The rapid economic growth of many developing countries has resulted in extremely high carbon emissions in recent decades. This is exacerbating the already high and in some cases growing emissions of more economically developed countries – resulting in significant harm to environmental and human health. For example, it was estimated that in 2017 deaths due to long-term exposure to air pollution reached nearly five million globally, with approximately 1.2 million of these in China. Rising levels of carbon dioxide in the atmosphere, comprising 74.4% of total greenhouse gas emissions in 2016, is the largest contributor to global warming. This warming causes extreme weather events, such as tropical storms, wildfires, severe droughts and heat waves, as well as other forms of climate change. The climate crisis requires worldwide pursuance of environmentally sustainable development. One potential solution is carbon credit trading.
What is carbon trading?
Carbon trading involves a market-based approach to reducing emissions by putting a price on pollution. Such schemes are currently in operation in China, the EU, and other markets.
For example, a cap-and-trade system is an emissions trading scheme (ETS) in which total allowable emissions are set, with emission rights allocated out to polluters accordingly and then traded. If a firm’s emissions exceed its emissions quotas, it can purchase them on the market, and conversely, if emissions are below quotas, firms can sell unused ones. This creates a monetary incentive for firms to reduce their emissions. Theoretically, the price of carbon should automatically adjust under the quantitative limit of carbon emissions, offering an advantage compared to a fixed carbon tax. The idea is to gradually reduce these allocations each year, which makes carbon credits more valuable and drives up the price of polluting.
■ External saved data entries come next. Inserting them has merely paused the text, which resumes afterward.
PR #17, opened 2016-07-19
SPLICE-700: Import requires write access to data file on HDFS

jeffcunningham:
We were catching the wrong exception from fs#access(path, mode).
We were catching AccessDeniedException but was throwing org.apache.hadoop.security.AccessControlException.
I changed to catch IOException which is the ancestor of all exceptions thrown by the method. The rational is that, if we get any IOException, the access mode we were checking is not available.


jyuanca:
+1

jleach4:
+1, but we may have to revisit using local filesystem.  I think my original strategy there is starting to bite us.

jeffcunningham:
Monitor? Monitor? Where art thou Monitor?

PR #18, opened 2016-07-19
SPLICE-700: Import requires write access to data file on HDFS

jeffcunningham:
We were catching the wrong exception from fs#access(path, mode).
We were catching AccessDeniedException but was throwing org.apache.hadoop.security.AccessControlException.
I changed to catch IOException which is the ancestor of all exceptions thrown by the method. The rational is that, if we get any IOException, the access mode we were checking is not available.
Modified ImportUtils.validateReadable(path, isDirectory) to include an existence check since the logic in HNIOFileSystem#getInfo(path) changed.
Also found an incorrect error msg being thrown in validateReadable(). Changed its handle name and added a true "file not found" msg.
Fixed the ImportErrorIT#testCannotFindFile(), which expects a file not found exception.


jyuanca:
+1

scottfines:
+1

jeffcunningham:
Clean IT run on cdh5.4.10

scottfines:
Considering the clean IT run report, and the fact that the previous PR garnered the necessary votes, I'm okay with performing this merge.

scottfines:
Build looks good, deleting branch

PR #20, opened 2016-07-20
SPLICE-704 Project Tungsten pre-cursor code and build configuration

jleach4:
Initial Drop of Project Tungsten SerDe to and from DataValueDescriptors along with using HBase's OrderedBytes library (Nick D's Lib).  I have written some basic tests and added the functionality.  It does not change the on disk representation yet.


ammolitor:
Does this code require Java 8 to build?

jleach4:
It is the Yahoo sketching algorithms that require java 8...  I am waiting on those until I get an all clear for installation on our platform partners.

db-engine/pom.xml
```diff
@@ -33,6 +33,16 @@
     <artifactId>db-engine</artifactId>
     <dependencies>
         <dependency>
+            <groupId>org.apache.hadoop</groupId>
```
ammolitor: is there a non-vendoer specific version of these we can depend on at this level?

genedavis:
SQLDateTest.java and other new *Test.java files need copyright statement at the top?

jleach4:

The potential advantages of an ETS are plentiful: including cost-effectiveness, emissions reduction capacity, equity, and technological improvement incentives. Despite clear theoretical underpinning, the practical effectiveness of such schemes is less certain. Success may depend upon both macro conditions, such as socioeconomic development, governance mechanisms, and market environments, as well as specific design elements such as emission caps, industry coverage and quota allocation1.
Carbon trading in China
As the largest developing country and biggest carbon emitter since 2006, accounting for 30.9% of total global carbon emissions in 2021, China's emission trading policies have the potential to significantly reduce global emissions; both directly through a reduction in China’s own impact and by providing a reference point for the implementation of similar policies in other countries.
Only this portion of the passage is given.